TRY IT:
The lines below are to be quoted exactly, from the first through the one that contains "to Before/After methods.".

LISTED ENTRIES:
PR #2880, opened 2022-04-08
Use registered ParameterResolver(s) when invoking @MethodSource factory methods

### LINKED ISSUE #2191: Use registered ParameterResolver(s) when invoking @MethodSource factory methods
Currently, the `MethodSource` methods are supposed to not have any parameters, however, it'll help to have parameters to be resolved in these methods if registered similar to Before/After methods.

Along with #2190, this will give access to `MethodSource` methods to possibly use `Extension.Store` and store any initialized details, which could be purged in `@AfterAll` methods

Also, in case of creating dynamic tests using details from a resolved Object, `ParameterResolver` can enhance abilities of `MethodSource` by a fair bit.

Currently, the way to achieve the same is to have a class implementing `ArgumentsProvider` and possibly manage the value of the object there, or have it in the `MethodSource` method itself statically initializing it in test class.

juliette-derancourt:
## Overview

This PR adds the possibility to provide arguments to a `@MethodSource` factory method.
They will be resolved by any registered `ParameterResolver` supporting this type of parameter.

Closes #2191

---

---

### Definition of Done

### DIFF
--- a/junit-jupiter-params/src/main/java/org/junit/jupiter/params/provider/MethodArgumentsProvider.java
+++ b/junit-jupiter-params/src/main/java/org/junit/jupiter/params/provider/MethodArgumentsProvider.java
@@ -68,7 +68,8 @@ class MethodArgumentsProvider implements ArgumentsProvider, AnnotationConsumer<M
 		String methodParameters = methodParts[2];
 
 		return ReflectionUtils.findMethod(loadRequiredClass(className), methodName, methodParameters).orElseThrow(
-			() -> new JUnitException(format("Could not find method [%s] in class [%s]", methodName, className)));
+			() -> new JUnitException(
+				format("Could not find method [%s(%s)] in class [%s]", methodName, methodParameters, className)));
 	}
 
 	private Method getMethodByShortName(Class<?> testClass, String methodName) {
@@ -76,7 +77,7 @@ class MethodArgumentsProvider implements ArgumentsProvider, AnnotationConsumer<M
 		Preconditions.condition(methods.size() > 0,
 			() -> format("Could not find method [%s] in class [%s]", methodName, testClass.getName()));
 		Preconditions.condition(methods.size() <= 1,
-			() -> format("Several factory method named [%s] were found in class [%s]", methodName,
+			() -> format("Several factory methods named [%s] were found in class [%s]", methodName,
 				testClass.getName()));
 		return methods.get(0);
 	}
--- a/junit-jupiter-params/src/main/java/org/junit/jupiter/params/provider/MethodArgumentsProvider.java
+++ b/junit-jupiter-params/src/main/java/org/junit/jupiter/params/provider/MethodArgumentsProvider.java
@@ -15,6 +15,7 @@ import static org.junit.jupiter.params.provider.Arguments.arguments;
 
 import java.lang.reflect.Method;
 import java.util.Arrays;
+import java.util.List;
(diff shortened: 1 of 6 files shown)


junit-jupiter-params/src/main/java/org/junit/jupiter/params/provider/MethodArgumentsProvider.java
```diff
@@ -43,23 +44,20 @@ public void accept(MethodSource annotation) {
...
 	private Method getMethod(ExtensionContext context, String factoryMethodName) {
-		if (StringUtils.isNotBlank(factoryMethodName)) {
-			if (factoryMethodName.contains("#")) {
-				return getMethodByFullyQualifiedName(factoryMethodName);
-			}
-			else {
-				return ReflectionUtils.getRequiredMethod(context.getRequiredTestClass(), factoryMethodName);
-			}
+		if (StringUtils.isBlank(factoryMethodName)) {
+			return getMethodByShortName(context.getRequiredTestMethod().getName(), context.getRequiredTestClass());
```
marcphilipp, line 55: I think in this case we need to check for `method.getParameterCount() == 0` to preserve the existing behavior. Maybe pass a `Predicate<Method> additionalCondition` to `getMethodByShortName`?

marcphilipp (changes requested):

junit-jupiter-params/src/main/java/org/junit/jupiter/params/provider/MethodArgumentsProvider.java
juliette-derancourt: It depends, do we want to support parameters in this case too? If so, we could apply the "search" logic by name, and exclude the actual test method (unless we don't have a way to differentiate it from the others)

But now that I think about it, it would be a problem is the test method and factory method want to declare the exact same parameters

Maybe it's simpler to not support parameters for factory method named after the test method

juliette-derancourt: I reverted to previous behavior for now in this case (i.e. only searching for method with no parameters)

junit-jupiter-params/src/main/java/org/junit/jupiter/params/provider/MethodArgumentsProvider.java
```diff
@@ -68,10 +67,18 @@ private Method getMethodByFullyQualifiedName(String fullyQualifiedMethodName) {
 		String methodName = methodParts[1];
 		String methodParameters = methodParts[2];
 
-		Preconditions.condition(StringUtils.isBlank(methodParameters),
-			() -> format("factory method [%s] must not declare formal parameters", fullyQualifiedMethodName));
+		return ReflectionUtils.findMethod(loadRequiredClass(className), methodName, methodParameters).orElseThrow(
+			() -> new JUnitException(format("Could not find method [%s] in class [%s]", methodName, className)));
```
sbrannen, line 71:
```suggestion
			() -> new JUnitException(format("Could not find method [%s(%s)] in class [%s]", methodName, methodParameters, className)));
```

sbrannen (changes requested):
I think this looks good. 👍 

juliette-derancourt:
@sbrannen Changes applied, thanks for the review! :ok_hand:

marcphilipp (approved):

PR #2882, opened 2022-04-09
Use user's console charset, if available

sormuras:
## Overview

Prior to this commit the charset returned by `Charset.defaultCharset()` was always used to determine the default theme used by the JUnit Console Launcher application.

Now, on Java 17 and later, Java's Console API is queried in order to retrieve the user-specified of the charset used by the system console -- before falling back to the default charset.

---

---

### Definition of Done

### DIFF
--- a/junit-platform-commons/src/main/java/org/junit/platform/commons/util/ConsoleUtils.java
+++ b/junit-platform-commons/src/main/java/org/junit/platform/commons/util/ConsoleUtils.java
@@ -1,0 +1,40 @@
+/*
+ * Copyright 2015-2022 the original author or authors.
+ *
+ * All rights reserved. This program and the accompanying materials are
+ * made available under the terms of the Eclipse Public License v2.0 which
+ * accompanies this distribution and is available at
+ *
+ * https://www.eclipse.org/legal/epl-v20.html
+ */
+
+package org.junit.platform.commons.util;
+
+import static org.apiguardian.api.API.Status.INTERNAL;
+
+import java.nio.charset.Charset;
+
+import org.apiguardian.api.API;
+
+/**
+ * Collection of utilities for working with {@code java.io.Console}
+ * and friends.
+ *
+ * <h3>DISCLAIMER</h3>
+ *
+ * <p>These utilities are intended solely for usage within the JUnit framework
+ * itself. <strong>Any usage by external parties is not supported.</strong>
+ * Use at your own risk!
+ *
+ * @since 1.9
+ */
+@API(status = INTERNAL, since = "1.9")
+public class ConsoleUtils {
+
+	/**
+	 * {@return the charset of the console}
+	 */
+	public static Charset charset() {
+		return Charset.defaultCharset();
+	}
+}
--- a/junit-platform-commons/src/main/java17/org/junit/platform/commons/util/ConsoleUtils.java
+++ b/junit-platform-commons/src/main/java17/org/junit/platform/commons/util/ConsoleUtils.java
@@ -1,0 +1,42 @@
+/*
+ * Copyright 2015-2022 the original author or authors.
+ *
+ * All rights reserved. This program and the accompanying materials are
+ * made available under the terms of the Eclipse Public License v2.0 which
+ * accompanies this distribution and is available at
+ *
+ * https://www.eclipse.org/legal/epl-v20.html
+ */
+
+package org.junit.platform.commons.util;
+
+import static org.apiguardian.api.API.Status.INTERNAL;
+
+import java.io.Console;
+import java.nio.charset.Charset;
+
+import org.apiguardian.api.API;
+
+/**
+ * Collection of utilities for working with {@code java.io.Console}
+ * and friends.
+ *
+ * <h3>DISCLAIMER</h3>
+ *
+ * <p>These utilities are intended solely for usage within the JUnit framework
+ * itself. <strong>Any usage by external parties is not supported.</strong>
+ * Use at your own risk!
+ *
+ * @since 1.9
+ */
+@API(status = INTERNAL, since = "1.9")
+public class ConsoleUtils {
+
+	/**
+	 * {@return the charset of the console}
+	 */
+	public static Charset charset() {
+		Console console = System.console();
+		return console != null ? console.charset() : Charset.defaultCharset();
+	}
+}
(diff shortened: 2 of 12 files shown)


junit-platform-commons/src/main/java/org/junit/platform/commons/util/ConsoleUtils.java
```diff
@@ -0,0 +1,40 @@
...
+ * itself. <strong>Any usage by external parties is not supported.</strong>
+ * Use at your own risk!
+ *
+ * @since 1.9
+ */
+@API(status = INTERNAL, since = "1.9")
+public class ConsoleUtils {
+
+	/**
+	 * {@return the charset of the console}
```
marcphilipp, line 35: Shouldn't this be the following?

```suggestion
	 * @return the charset of the console
```

junit-platform-commons/src/main/java/org/junit/platform/commons/util/ConsoleUtils.java
```diff
@@ -0,0 +1,40 @@
...
+ * <h3>DISCLAIMER</h3>
+ *
+ * <p>These utilities are intended solely for usage within the JUnit framework
+ * itself. <strong>Any usage by external parties is not supported.</strong>
+ * Use at your own risk!
+ *
+ * @since 1.9
+ */
+@API(status = INTERNAL, since = "1.9")
+public class ConsoleUtils {
```
marcphilipp, line 32: I don't think this needs to be in junit-platform-commons but would move it to junit-platform-console and make it package-private.

marcphilipp (changes requested):

junit-platform-commons/src/main/java17/org/junit/platform/commons/util/ConsoleUtils.java
```diff
@@ -0,0 +1,42 @@
...
+ */
+@API(status = INTERNAL, since = "1.9")
+public class ConsoleUtils {
+
+	/**
+	 * {@return the charset of the console}
+	 */
+	public static Charset charset() {
+		Console console = System.console();
+		return console != null ? console.charset() : Charset.defaultCharset();
```
marcphilipp, line 40: I think we should add a unit test for this.

junit-platform-commons/src/main/java/org/junit/platform/commons/util/ConsoleUtils.java
sormuras: See https://bugs.openjdk.java.net/browse/JDK-8075778 how to "avoid duplication of return information in simple situations."

junit-platform-commons/src/main/java/org/junit/platform/commons/util/ConsoleUtils.java
sormuras: Thought of this too, but a having a source set that targets Java 17 directly in `junit-platform-commons` seems more future-proof to me, especially when it comes to overloading other common functionality.

junit-platform-commons/src/main/java17/org/junit/platform/commons/util/ConsoleUtils.java
sormuras: True.
At least, I will add an integration test.

junit-platform-commons/src/main/java/org/junit/platform/commons/util/ConsoleUtils.java
marcphilipp: Nice! TIL

junit-platform-commons/src/main/java/org/junit/platform/commons/util/ConsoleUtils.java
marcphilipp: I don't see why we couldn't add it then, when we need it.

sormuras: Fine. Moving it to `junit-platform-console`.

sormuras: Moved via https://github.com/junit-team/junit5/pull/2882/commits/e187063e3de2891c31ed23931297f696c34d588d

junit-platform-commons/src/main/java17/org/junit/platform/commons/util/ConsoleUtils.java
sormuras: Added unit test that asserts Java 17+ code path works.

platform-tests/src/test/java/org/junit/platform/console/options/ConsoleUtilsTests.java
```diff
@@ -0,0 +1,28 @@
...
+import java.nio.charset.Charset;
+
+import org.junit.jupiter.api.Test;
+
+class ConsoleUtilsTests {
+
+	@Test
+	void consolesCharsetIsEither() {
+		var console = System.console();
+		var expected = console != null ? console.charset() : Charset.defaultCharset();
```
marcphilipp, line 24: Isn't `System.console` always `null` here when running tests?

platform-tests/src/test/java/org/junit/platform/console/options/ConsoleUtilsTests.java
```diff
@@ -0,0 +1,28 @@
...
+import static org.junit.jupiter.api.Assertions.assertEquals;
+
+import java.nio.charset.Charset;
+
+import org.junit.jupiter.api.Test;
+
+class ConsoleUtilsTests {
+
+	@Test
+	void consolesCharsetIsEither() {
```
marcphilipp, line 22: This test name sounds incomplete to me.

marcphilipp (approved):

platform-tests/src/test/java/org/junit/platform/console/options/ConsoleUtilsTests.java
sormuras: ...it depends. ;-)

platform-tests/src/test/java/org/junit/platform/console/options/ConsoleUtilsTests.java
sormuras: Or...

sormuras: Completed via https://github.com/junit-team/junit5/pull/2882/commits/cbf4b613efcc0dd2520a251a1e9c137b9bc36ab9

THE ANSWER:
PR #2880, opened 2022-04-08
Use registered ParameterResolver(s) when invoking @MethodSource factory methods

### LINKED ISSUE #2191: Use registered ParameterResolver(s) when invoking @MethodSource factory methods
Currently, the `MethodSource` methods are supposed to not have any parameters, however, it'll help to have parameters to be resolved in these methods if registered similar to Before/After methods.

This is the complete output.